Lightweight and super-strong, cellulose nanofiber is an innovative material based on cellulose—a renewable resource from trees and plants—promising a wide spectrum of potential applications in various fields, including the automobile industry.
The NCV project concept car exhibited at the Tokyo Motor Show. Thirteen parts, including the door trim and floor parts, were made with CNF.
To achieve carbon neutrality by the year 2050—a goal declared by the Suga administration last October—technological innovation is imperative. One case illustrative of that effort is the development of cellulose nanofiber (CNF), a new ultra-fine material derived from the cellulose found in trees and other plants. Disentangled on the nano level from natural cellulose, each CNF strand ranges from just four to 20 nanometers thick (1 nm equaling one-billionth of a meter). Compared to steel of the same volume, CNF weighs one-fifth and is eight times stronger. Due to these properties, resin can be reinforced with CNF to produce a high-performance compound material.

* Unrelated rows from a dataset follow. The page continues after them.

PR #330, opened 2020-10-23
Entity/AI: Range tracking other entities

kirmmin:


Source/NexusForever.WorldServer/Game/Entity/UnitEntity.cs
```diff
@@ -118,5 +119,41 @@ public void CancelSpellCast(uint castingId)
...
+            foreach (GridEntity entity in visibleEntities.Values)
+                CheckEntityRange(entity);
+        }
+
+        private void CheckEntityRange(GridEntity entity)
+        {
+            if (!(entity is WorldEntity we))
+                return;
+
+            if (!(this is Player))
```
Therzok: This should be an override in player.

Source/NexusForever.WorldServer/Game/Entity/WorldEntity.cs
```diff
@@ -393,5 +398,63 @@ public virtual Disposition GetDispositionTo(Faction factionId, bool primary = tr
...
+        {
+            return Position.GetDistance(target.Position) < RangeCheck;
+        }
+
+        /// <summary>
+        /// Returns whether the provided <see cref="WorldEntity"/> has entered this <see cref="WorldEntity"/>'s range.
+        /// </summary>
+        protected bool HasEnteredRange(WorldEntity target)
+        {
+            return inRangeEntities.Keys.Contains(target.Guid);
```
Therzok:
```suggestion
            return inRangeEntities.ContainsKey(target.Guid);
```

kirmmin: Could you elaborate on the difference here? I assume one is native and one is LINQ?

Therzok: Yeah, so, I double checked here, because I remembered something from older .NET versions.

`dict.ContainsKey` is going to do a O(1) lookup in the dictionary.

`dict.Keys.Contains` will do a linear aka O(n) lookup due to the fact that KeyCollection is not a hash-based collection, but just an array.

But it seems like `dict.Keys.Contains` is the same on .NET 5 (and older versions?) https://source.dot.net/#System.Private.CoreLib/Dictionary.cs,1424

Therzok: Also, one of my usual preferred reasons is: reduced cognitive load.

`Dictionary.ContainsKey` is a pretty standard API and well known behaviour.

By adding `.Keys`, there are increased considerations to take into account, like Keys implementation and behaviour.

kirmmin: If there is no performance benefit, I'll leave it up to @Rawaho to decide the best choice for this so that it stays consistent with rest of framework

MaxtorCoder: O(1) vs O(n) is a big difference tho, `ContainsKey` is the better way here.

PR #332, opened 2020-11-06
fix login without character

xNxExOx:
`GetAccountEntitlement` returns null for ne account without any character


Rawaho:
I have gone fixed this issue properly here aeec6009d8d0279dbaaf3c1efa926c1de05422f8
A proper fix needed the reward property changes which have also been merged.

PR #335, opened 2020-12-28
Added Endpoint to Trace output for Client connected/disconnected 

Digitalroot:
I found adding the endpoint to the trace info helped with debugging/trouble shooting.


Digitalroot:
Recreated as #337

PR #338, opened 2020-12-29
Windows Auto Restart Server Scripts

Digitalroot:
Added batch files to launch and auto restart the Auth, STS and World Server


Rawaho:
Thank you for the PR.
The end goal is to allow the server to run as a service and have the host decide how to handle a restart.
While the batch files are nice, they shouldn't be used in any proper hosting solution and it is unlikely they will benefit local or development use.

PR #339, opened 2020-12-29
Realm Shutdown command

Digitalroot:
Added Realm Shutdown command.

### Example Usage: 
`!realm shutdown 120`

This will cause the World Server to: 

1. Broadcast a message to warn all users that the server is shutting down. e.g. _"Realm is shutting down in 10 minutes."_
2. Start a count down timer. 
3. Rebroadcast a message, every 60 secs, to warn all users that the server is shutting down. e.g. _"Realm is shutting down in 9 minutes."_
4. When the countdown has less then 60 seconds. Rebroadcast time is reduced to 10 seconds. e.g. _"Realm is shutting down in 50 seconds."_
5. When the countdown ends. All connected sessions are disconnected and NexusForever.WorldServer.exe ends execution.


Source/NexusForever.WorldServer/Command/Handler/RealmCommandCategory.cs
```diff
@@ -1,23 +1,143 @@
...
+                timer.Start();
+            }
+        }
+
+        private static void OnShutdown(object source, ElapsedEventArgs e)
+        {
+            log.Info("Realm Shutdown.");
+            Timer timer = (Timer)source;
+            timer?.Stop();
+            Environment.Exit(0);
```
Rawaho: I wouldn't use `Environment.Exit`, the proper way to handle this would be shutting down each manager and cleanly exiting the main thread to prevent any data loss.

Source/NexusForever.WorldServer/Command/Handler/RealmCommandCategory.cs
```diff
@@ -1,23 +1,143 @@
...
+            });
         }
+
+        private static void Shutdown()
+        {
+            log.Info("Realm is shutting down now.");
+            // Gracefully disconnect all users.
+            try
+            {
+                Parallel.ForEach(NetworkManager<WorldSession>.Instance.GetSessions(), session =>
```
Rawaho: This more than likely isn't thread safe and could cause issues.
For example this will eventually call `Player::CleanUp` which calls a few managers that aren't thread safe.
I would remove the Parallel here, a small delay in cleaning up each player during shutdown isn't a huge issue.

Source/NexusForever.WorldServer/Command/Handler/RealmCommandCategory.cs
```diff
@@ -1,23 +1,143 @@
...
+                {
+                    session.Disconnect();
+                });
+            }
+            catch (InvalidOperationException exception)
+            {
+                if (!exception.Message.Equals("Collection was modified after the enumerator was instantiated."))
```
Rawaho: Any reason you are checking for this exception in particular? Could be related to the comment above?

Rawaho (changes requested):
A good PR overall, just a few small issues.

Source/NexusForever.WorldServer/Command/Handler/RealmCommandCategory.cs
Digitalroot: Do the managers support shutting down?

Source/NexusForever.WorldServer/Command/Handler/RealmCommandCategory.cs
Digitalroot: I will change it.

Source/NexusForever.WorldServer/Command/Handler/RealmCommandCategory.cs
Rawaho: No, more than likely this will need to be added to the WorldManager which would propagate this to the other managers to do cleanup.

Source/NexusForever.WorldServer/Command/Handler/RealmCommandCategory.cs
Digitalroot: If the session HashSet is altered while trying to iterate over it, the error gets thrown. This is unrelated to the ThreadSafe issue above.

Source/NexusForever.WorldServer/Command/Handler/RealmCommandCategory.cs
Digitalroot: I can start a framework to handle this.

Source/NexusForever.WorldServer/Command/Handler/RealmCommandCategory.cs
Fabi: You can't check for this string. It can change depending on the language

Digitalroot: I have changed this with c1eb63a

Source/NexusForever.WorldServer/Command/Handler/RealmCommandCategory.cs
Digitalroot: I added a shutdown Interface and added it to all the manager classes. A few of them already had a Shutdown method implemented. On shutdown the Shutdown method is called on each manager in the reverse order they are initialized. I'll leave the implementation of what each manager should do during shutdown to others more familiar with what each manager should do once shutdown. 

There is one issue with cleanly exiting the main thread. The console command has a `Console.ReadLine();` that is blocking. There is a way to workaround the block, but I do not think it will work on non-win platforms. I suggest using `Environment.Exit` in the `OnShutdown()` method I added to the WorldServer class. This method gets called after everything else is done. 

Thoughts?

Rawaho: I would move the ReadLine to a new thread, it calls HandleCommandDelay any way so thread safety isn't an issue

Digitalroot: I moved it to another thread (aa4f575) and it still blocks. Thread.Abort throws **PlatformNotSupportedException**

See https://docs.microsoft.com/en-us/dotnet/api/system.threading.thread.abort?view=net-5.0

_PlatformNotSupportedException
.NET 5.0 and later and .NET Core: In all cases._

Digitalroot: It might be a good idea to remove the console from the WorldServer. It would prevent the WorldServer from running as a service.

Digitalroot: I was able to resolve the blocking issue by making the thread a background thread.

Rawaho:
This PR required a bit of work after the latest hosted service changes.
I have taken the shutdown command part of this PR and adapted it to the latest code base in 8518f523b541a966583d3873a5d013da1feda884.
Thank you for the PR 👍

PR #345, opened 2021-01-26
C#9 - Target Typing Improvements

MaxtorCoder:
https://medium.com/swlh/an-introduction-to-the-new-features-in-c-9-305dc8fb74d2

Change all `new <type>` to `new();`

**Example:**
```cs
// Before:
private List<int> numbers = new List<int>();

// Now:
private List<int> numbers = new();
```


Rawaho:
I like moving to the new C# 9 new typed syntax but I would prefer it only be for properties and fields, any local method variables should still use var with the right side typed to keep it consistent.

PR #348, opened 2021-03-28
Player/ZoneMap: Map complete support & distance bug fix

kirmmin:


kirmmin:
I changed the rate limiting check to use `Vector3.Distance` due to bugs I was experiencing during development. It would lock up in a position where all 3 were valid after you were moving in a certain direction for too long, and it would never update the `lastPosition` appropriately until you logged out and back in.

Rawaho:
Might pay to move most of this hex information into a template class at some point to prevent iterating the game tables too much as we additional stuff like this but that can be a job for another day.

PR #349, opened 2021-06-16
Fixed a network issue where, if the 4096-byte buffer filled up fully …

Dekker3D:
…and the 4 bytes starting a packet straddled the end of the buffer, it would cause disconnections. Often caused failed logins on characters on big plots.


Rawaho:
I have replaced this with af13b6ef884a259b5e918169babcfdc5f8e9a9ad
I didn't want to include the pipeline dependency just for this fix
Let me know if it doesn't do the trick!

PR #765, opened 2016-08-26
[#127094] Normal users could place orders in the past

jhanggi:
The big problem is that the account assignment on `order_detail` was autosaving the reservation without enforcing the non-admin validations (`save_as_user`).

The first idea I tried was doing `update_column`s so callbacks didn't get triggered, but it turns out we do need validations.

Next idea was flipping `save` and `save_with_extended_validations` so the extended validations (in the future and within 14 day window) are enforced by default, but not when purchasing as an admin. However, too many of our tests rely on those validations not being enforced as part of setup.

This refactor makes sure that `reservation` is not built until the last moment possible.

### DIFF
--- a/app/services/reservation_creator.rb
+++ b/app/services/reservation_creator.rb
@@ -1,0 +1,92 @@
+class ReservationCreator
+
+  attr_reader :order, :order_detail, :params, :error
+
+  delegate :merged_order?, :instrument_only_order?, to: :status_q
+
+  def initialize(order, order_detail, params)
+    @order = order
+    @order_detail = order_detail
+    @params = params
+  end
+
+  def save(session_user)
+    if !@order_detail.bundled? && params[:order_account].blank?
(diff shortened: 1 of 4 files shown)


app/services/reservation_creator.rb
```diff
@@ -0,0 +1,92 @@
...
+        elsif @order.order_details.one?
+          @success = :instrument_only_order
+        else
+          @success = :default
+        end
+      rescue ActiveRecord::RecordInvalid => e
+        @error = e.message
+        raise ActiveRecord::Rollback
+      rescue => e
+        @error = I18n.t("orders.purchase.error")
```
drench: Minor: since there are no tests for this class directly I checked code coverage. This `rescue` block looks like the only part of the class that isn't getting tested.

drench:
Nice extraction and cleanup. One comment on test coverage.

drench:
:+1:

PR #766, opened 2016-08-30
[#126393] Update instrument down category list

drench:
This updates the list of offline categories to use the one NU provided. This change also uses locales as the source of the category list.


jhanggi:
👍

PR #767, opened 2016-09-01
403 on Sanger Submission controller should 403 instead of error

jhanggi:
The previous commit was cherry-picked out of NU, which was not running the sanger_sequencing engine specs (which it probably shouldn’t many features have been overridden there). This should fix the failure on master.


drench:
:+1:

Japan has developed various technologies to render CNF-resin production processes more efficient. Research is underway on a multitude of applications for the material, with those for automobiles appearing particularly promising. In 2016, Japan’s Ministry of the Environment launched the Nano Cellulose Vehicle (NCV) project, attracting the involvement of 22 research institutes and companies. In autumn 2019, the project generated buzz by exhibiting a wooden concept car at the Tokyo Motor Show. Thirteen parts of the car (including the hood) were made from CNF resin, reducing the vehicle’s total weight by 16%, while a simulation showed a significant 11% improvement in fuel economy.
Professor Usuki, who led the NCV project, says, “As there is little activity by researchers overseas to mix CNF with resin to make new compounds, Japan could lead in this field.”
Toyota Boshoku Corporation, which has been using plant-derived kenaf fibers in auto parts for many years, was in charge of developing the outer panels and door trim of the NCV concept car. Speaking about the potential of CNF, TSUGE Motoki of the company’s New Value Creation Center says, “You can produce CNF resin with existing manufacturing equipment, avoiding the need to develop new machinery, which is a key benefit of the resin. A wider recognition of CNF’s contribution to cutting CO2 emissions, as well as to reducing costs of production, ought to lead to its more widespread adoption.”
To produce CNF, pulp fibers are extracted from wood and are then micro-refined to the nano-level.
Products employing CNF are already being marketed in other sectors, including such products as sports shoes and home appliances, where light weight and durability are musts. Owing to its excellent thermal resistance, moreover, CNF is highly suited to use in housing, such as in the production of window sashes and glass. Applying the knowledge gained in the NCV project, the Ministry of the Environment is endeavoring to introduce the technology to a wide variety of firms through its Nano Cellulose Matching project.
In order to introduce CNF into automobile manufacturing, further tests are needed to verify its long-term durability and performance in related areas. Nevertheless, the material holds great promise toward achieving a carbon-free society. Professor Usuki says, “The performance of resin can be substantially improved simply by mixing the substance with a small amount of CNF. Moreover, its primary base material—trees—grows all over Japan. Although the realization of lower vehicle weights and low carbonization are perennial issues for automobile manufacturers, I think that CNF is an amazing material that has the potential to achieve both.”
CNF has been utilized in various products already on the market, such as for cushioning in running-shoe soles and the bodies of stick vacuum cleaners. Resin for housing materials is also in development.